PR #173, opened 2021-03-13
Fancier solver for inverse arclength

raphlinus:
Use the ITP method for solving inverse arclength, which converges more
quickly than bisection but is just as robust.

This patch makes the ITP solver available in `common` as well, as it is
likely to be of general use. It's also nice that the solver is factored
out from the arclength-specific logic.

Also use the simple analytical solution for inverse arc length of a
line.

### DIFF
--- a/src/common.rs
+++ b/src/common.rs
@@ -148,6 +148,94 @@ pub fn solve_quadratic(c0: f64, c1: f64, c2: f64) -> ArrayVec<[f64; 2]> {
     result
 }
 
+/// Solve an arbitrary function for a zero-crossing.
+///
+/// This uses the [ITP method], as described in the paper
+/// [An Enhancement of the Bisection Method Average Performance Preserving Minmax Optimality].
+///
+/// The values of `ya` and `yb` are given as arguments rather than
+/// computed from `f`, as the values may already be known, or they may
+/// be less expensive to compute as special cases.
+///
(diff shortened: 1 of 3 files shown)


src/common.rs
```diff
@@ -148,6 +148,94 @@ pub fn solve_quadratic(c0: f64, c1: f64, c2: f64) -> ArrayVec<[f64; 2]> {
...
+///
+/// This uses the [ITP method], as described in the paper
+/// [An Enhancement of the Bisection Method Average Performance Preserving Minmax Optimality].
+///
+/// The values of `ya` and `yb` are given as arguments rather than
+/// computed from `f`, as the values may already be known, or they may
+/// be less expensive to compute as special cases.
+///
+/// It is assumed that `ya < 0.0` and `yb > 0.0`, otherwise unexpected
+/// results may occur.
```
cmyr, line 161: is it worth enforcing this with an assert?

cmyr (approved):
I am going to reluctantly recuse myself from actually spending the time with the paper and trying to bench-check your work, which doesn't feel like a very good use of a day for me right now; feel free to merge when you're satisfied. :)

src/common.rs
raphlinus: I don't think it should be an assert, because weird stuff happens sometimes and crashing would be unfriendly. The client of this function is expected to be pretty sophisticated about what they want, and the point of this comment is to set expectations.

PR #181, opened 2021-06-10
Add derive PartialEq to BezPath

0HyperCube:
Add derive `PartialEq` for `BezPath` for comparing `BezPath`s

(for [Graphite](https://github.com/GraphiteEditor/Graphite))


cmyr:
Sorry for letting these sit.

These were originally omitted out of concern about floating point comparisons, and I would really like to figure out a better long-term solution, but given that we have already caved and added `PartialEq` for a bunch of other types I'm happy to also add it here.

cmyr (approved):
Thanks!

PR #186, opened 2021-07-19
Fix some clippy warnings

remilauzier:


remilauzier:
I have no idea on how to fix wasm test.

cmyr (commented):
iirc there was an issue with `rand` and WASM which was the reason we're still on 0.7.x. I would be happy to merge the clippy changes, though, if you wanted to just PR those?

cmyr (approved):
Thanks!

PR #187, opened 2021-07-30
Fix some typo and warning found by intellij idea

remilauzier:


src/common.rs
```diff
@@ -165,7 +165,7 @@ pub fn solve_quadratic(c0: f64, c1: f64, c2: f64) -> ArrayVec<[f64; 2]> {
 /// represent the lower and upper bounds of the bracket searched for a
 /// solution.
 ///
-/// The ITP method has tuning parameters. This implementation hardwires
+/// The ITP method has tuning parameters. This implementation hardwired
```
raphlinus, line 168: In this case, "hardwires" is better, I think.

raphlinus (approved):
Thanks! Most of these (with one small exception) are improvements. I think many of the commas are judgment calls, but are fine.

src/arc.rs
```diff
@@ -136,16 +136,16 @@ impl Shape for Arc {
         iter::once(PathEl::MoveTo(self.center + p0)).chain(self.append_iter(tolerance))
     }
 
-    /// Note: shape isn't closed so area is not well defined.
+    /// Note: shape isn't closed so area is not well-defined.
```
cmyr, line 139:
```suggestion
    /// Note: shape isn't closed so area is not well defined.
```

https://english.stackexchange.com/questions/410283/hyphen-well-defined-vs-well-defined

src/circle.rs
```diff
@@ -103,7 +103,7 @@ impl Shape for Circle {
         } else {
             // This is empirically determined to fall within error tolerance.
             let n = (1.1163 * scaled_err).powf(1.0 / 6.0).ceil() as usize;
-            // Note: this isn't minimum error, but it is simple and we can easily
+            // Note: this isn't minimum error, but it is simple, and we can easily
```
cmyr, line 106:
```suggestion
            // Note: this isn't minimum error, but it is simple and we can easily
```

this works well enough without the comma splice :)

src/cubicbez.rs
```diff
@@ -235,7 +235,7 @@ impl ParamCurveArclen for CubicBez {
         // A degenerate curve where all points are identical will cause infinite recursion in the rec function (well, until MAX_DEPTH at least) in all branches.
         // This test will in addition be true if the bezier curve is just a simple line (i.e. p0=p1 and p2=p3).
         // The constant 0.5 has not been mathematically proven to be small enough, but from empirical tests
-        // a value of about 0.87 should be enough. Thus 0.5 is a conservative value.
+        // a value of about 0.87 should be enough. Thus, 0.5 is a conservative value.
```
cmyr, line 238:
```suggestion
        // a value of about 0.87 should be enough. Thus 0.5 is a conservative value.
```

ditto

src/ellipse.rs
```diff
@@ -13,8 +13,8 @@ use crate::{Affine, Arc, ArcAppendIter, Circle, PathEl, Point, Rect, Shape, Size
 #[cfg_attr(feature = "serde", derive(serde::Serialize, serde::Deserialize))]
 pub struct Ellipse {
     /// All ellipses can be represented as an affine map of the unit circle,
-    /// centred at (0, 0). Therefore we can store the ellipse as an affine map,
-    /// with the implication it be applied to the unit circle to recover the
+    /// centred at (0, 0). Therefore, we can store the ellipse as an affine map,
```
cmyr, line 16:
```suggestion
    /// centred at (0, 0). Therefore we can store the ellipse as an affine map,
```

src/ellipse.rs
```diff
@@ -13,8 +13,8 @@ use crate::{Affine, Arc, ArcAppendIter, Circle, PathEl, Point, Rect, Shape, Size
...
+    /// with the implication it is applied to the unit circle to recover the
```
cmyr, line 17:
```suggestion
    /// with the implication that it be applied to the unit circle to recover the
```

src/ellipse.rs
```diff
@@ -117,7 +117,7 @@ impl Ellipse {
 
     /// Returns the two radii of this ellipse.
     ///
-    /// The first number is the horizontal radius and the second is the vertical
+    /// The first number is the horizontal radius, and the second is the vertical
```
cmyr, line 120:
```suggestion
    /// The first number is the horizontal radius and the second is the vertical
```

The trailing comma is to join the dependent clause "before rotation", but a simple "and" works here

src/shape.rs
```diff
@@ -55,7 +55,7 @@ pub trait Shape: Sized {
     /// Convert to a Bézier path.
     ///
     /// This always allocates. It is appropriate when both the source
-    /// shape and the resulting path are to be retained.
+    /// shape, and the resulting path are to be retained.
```
cmyr, line 58:
```suggestion
    /// shape and the resulting path are to be retained.
```

cmyr (approved):
Thanks, you've caught a lot of typos here.

I'm going to pass on some of the additional commas, generally where the word "and" is already serving to join two clauses. I'll go ahead and change those back myself and then merge.

Thanks again!

src/arc.rs
```diff
@@ -154,7 +154,7 @@ impl Shape for Arc {
         self.path_segments(0.1).perimeter(accuracy)
     }
 
-    /// Note: shape isn't closed so a point's winding number is not well defined.
+    /// Note: shape isn't closed, so a point's winding number is not well-defined.
```
cmyr, line 157:
```suggestion
    /// Note: shape isn't closed, so a point's winding number is not well defined.
```

PR #188, opened 2021-08-04
Overwrite `contains` shape method on rect

JAicewizard:
The normal `contains` is slow because it uses winding. We can do better.

### DIFF
--- a/src/rect.rs
+++ b/src/rect.rs
@@ -621,6 +621,11 @@ impl Shape for Rect {
     fn as_rect(&self) -> Option<Rect> {
         Some(*self)
     }
+
+    #[inline]
+    fn contains(&self, pt: Point) -> bool {
+        self.contains(pt)
+    }
 }
 
 // This is clockwise in a y-down coordinate system for positive area.


src/rect.rs
```diff
@@ -621,6 +621,11 @@ impl Shape for Rect {
     fn as_rect(&self) -> Option<Rect> {
         Some(*self)
     }
+
+    #[inline]
+    fn contains(&self, pt: Point) -> bool {
+        self.contains(pt)
```
cmyr, line 627: I'm surprised this works without complaint, because `contains` is ambiguous? I would expect to have to do `Rect::contains(pt)`.

In any case, I agree this makes sense, although it will only matter in very specific circumstances; normally a method call that exists on a trait and a concrete type will resolve to the impl on the concrete type, so this would only be used in situations where something was passed as a generic `Shape`. Still worth doing though!

JAicewizard: I am using generic shapes and this was a semi-major bottleneck for me. Not a real bottleneck, still waiting on my `image` improvements to land but still a good 30% or so. This will only help when I am using rects, but that will be the majority of the time.

For other types `winding` is basically `contains` so those dont have as big of a performance hit.

> I'm surprised this works without complaint

IIRC the default is always on the type itself if it exists, only when it cant find that traits are considered.

cmyr (approved):
Thanks, will include this in the next release. :)

PR #189, opened 2021-08-25
Compute the minimum distance between two pathsegs

simoncozens:
This implements the [Chen et al.](https://www.sciencedirect.com/science/article/pii/S0377042708005785) sweeping sphere algorithm for minimum distance finding; works on all Bézier orders, including lines.

### DIFF
--- a/src/bezpath.rs
+++ b/src/bezpath.rs
@@ -9,10 +9,11 @@ use std::ops::{Mul, Range};
 use arrayvec::ArrayVec;
 
 use crate::common::{solve_cubic, solve_quadratic};
+use crate::mindist::min_dist_param;
 use crate::MAX_EXTREMA;
 use crate::{
     Affine, CubicBez, Line, Nearest, ParamCurve, ParamCurveArclen, ParamCurveArea,
-    ParamCurveExtrema, ParamCurveNearest, Point, QuadBez, Rect, Shape, TranslateScale,
+    ParamCurveExtrema, ParamCurveNearest, Point, QuadBez, Rect, Shape, TranslateScale, Vec2,
 };
 
 /// A Bézier path.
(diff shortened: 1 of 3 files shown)


src/bezpath.rs
```diff
@@ -942,6 +943,35 @@ impl PathSeg {
             PathSeg::Cubic(cubic_bez) => cubic_bez.is_nan(),
         }
     }
+
+    #[inline]
+    fn as_vec2_vec(&self) -> Vec<Vec2> {
```
raphlinus, line 948: Returning an ArrayVec would avoid the allocation.

src/mindist.rs
```diff
@@ -0,0 +1,274 @@
...
+    let (vmin, vmax) = v;
+    let umid = (umin + umax) / 2.0;
+    let vmid = (vmin + vmax) / 2.0;
+    let svalues: [(f64, f64, f64); 4] = [
+        (S(umin, vmin, bez1, bez2), umin, vmin),
+        (S(umin, vmax, bez1, bez2), umin, vmax),
+        (S(umax, vmin, bez1, bez2), umax, vmin),
+        (S(umax, vmax, bez1, bez2), umax, vmax),
+    ];
+    let alpha: f64 = svalues.iter().map(|(a, _, _)| *a).fold(f64::NAN, f64::min);
```
raphlinus, line 28: I think `reduce` is slightly nicer than `fold` here, because you avoid the nan (there is an unwrap but it should be compiled out because the size is known).

src/bezpath.rs
```diff
@@ -942,6 +943,35 @@ impl PathSeg {
...
+                    c.p0.to_vec2(),
+                    c.p1.to_vec2(),
+                    c.p2.to_vec2(),
+                    c.p3.to_vec2(),
+                ]
+            }
+        }
+    }
+
+    /// Minimum distance between two PathSegs
```
raphlinus, line 963: Some questions. Do the pathsegs need to be of the same type (line/quad/cubic), or can it do the degree raising as needed?

Also, I see it returning the distance, t1, and t2. This should be stated in the docstring.

src/mindist.rs
```diff
@@ -0,0 +1,274 @@
...
+            (new_umid, umax),
+            (new_vmid, vmax),
+            epsilon,
+            Some(alpha),
+        ),
+    ];
+
+    *results
+        .iter()
+        .min_by(|a, b| a.0.partial_cmp(&b.0).unwrap_or(Less))
```
raphlinus, line 140: I would slightly prefer `Ordering::Less` here.

raphlinus (commented):
Generally this looks good but I had a few comments. I haven't had a chance to dig deeply into the algorithm or compare it against the paper, but it looks like a

Also, I mentioned on Zulip that I preferred an L2 norm, but I was confusing Hausdorff-style metrics with what's being calculated here, which as I understand is a generalization of `nearest` to two curves, as opposed to the existing point/curve.

This looks like a very useful feature, thanks!

src/bezpath.rs
simoncozens: The segs don't need to be the same order, but it doesn't do degree raising either - it works in terms of basis functions, and it has sums that do things like `∑i=0..order(Curve1) ∑j=0..order(Curve2) f(Curve1, i) ⋅ g(Curve2, j)`.

PR #191, opened 2021-08-30
Fix wrapping of subtraction. Fixes #190

### LINKED ISSUE #190: Overflow in mindist
I've done something bad here:

```
Cubic(CubicBez { p0: (232.0, 126.0), p1: (134.0, 126.0), p2: (139.0, 232.0), p3: (141.0, 301.0) }) <-> Line(Line { p0: (359.0, 416.0), p1: (367.0, 755.0) })
thread '<unnamed>' panicked at 'attempt to subtract with overflow', /Users/simon/.cargo/git/checkouts/kurbo-aa548d4979964553/e964d99/src/mindist.rs:206:49
```

https://github.com/linebender/kurbo/blob/e964d99f9e0643e4f3457cceb0166d39e91e5b80/src/mindist.rs#L206

simoncozens:


src/mindist.rs
```diff
@@ -271,4 +272,32 @@ mod tests {
...
+    fn test_out_of_order() {
+        let bez1 = PathSeg::Cubic(CubicBez::new(
+            (287.0, 182.0),
+            (346.0, 277.0),
+            (356.0, 299.0),
+            (359.0, 416.0),
+        ));
+        let bez2 = PathSeg::Line(Line::new((141.0, 301.0), (152.0, 709.0)));
+        let (dist1, _t1, _t2) = bez1.min_dist(bez2, 0.5);
+        println!("\n\n\n");
```
cmyr, line 299: maybe unintentional?

src/mindist.rs
```diff
@@ -203,7 +203,7 @@ fn D_rk(r: usize, k: usize, bez1: &[Vec2], bez2: &[Vec2]) -> f64 {
 
 // Bezier basis function
 fn basis_function(n: usize, i: usize, u: f64) -> f64 {
-    choose(n, i) as f64 * (1.0 - u as f64).powi((n - i) as i32) * u.powi(i as i32)
+    choose(n, i) as f64 * (1.0 - u as f64).powi(n as i32 - i as i32) * u.powi(i as i32)
```
cmyr, line 206: What expectation do we have for inputs, and what is the desired behaviour? are we happy to see negative powers here?

src/mindist.rs
```diff
@@ -149,7 +149,7 @@ fn S(u: f64, v: f64, bez1: &[Vec2], bez2: &[Vec2]) -> f64 {
     let m = bez2.len() - 1;
```
cmyr, line 149: Just out of curiousity, is it possible for this to receive 0-length inputs?

src/mindist.rs
```diff
@@ -225,6 +225,7 @@ fn choose(n: usize, k: usize) -> u32 {
 mod tests {
     use crate::mindist::A_r;
     use crate::mindist::{choose, D_rk};
+    use crate::Line;
```
cmyr, line 228: can combine this with the next import? 🤷

cmyr (approved):
Looks good, a few little things you are free to ignore.

src/mindist.rs
simoncozens: These are fed from a loop which ranges over 0..order_of_bezier

src/mindist.rs
simoncozens: Nope, because it's called with the results of `as_vec2_vec`. But some asserts wouldn't be bad.

src/mindist.rs
raphlinus: So i >n is possible? That really shouldn't be, it would also be a divide by zero when u is 0 or 1. Can you explain how this might happen?

simoncozens: I think this was fixing the symptom, whereas the next commit actually fixed the disease.

raphlinus (approved):
Looks good, thanks!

============================================================

Check each line of the entries for the string "tolerance". Copy the lines that have it.

Task solution =>
         iter::once(PathEl::MoveTo(self.center + p0)).chain(self.append_iter(tolerance))
             // This is empirically determined to fall within error tolerance.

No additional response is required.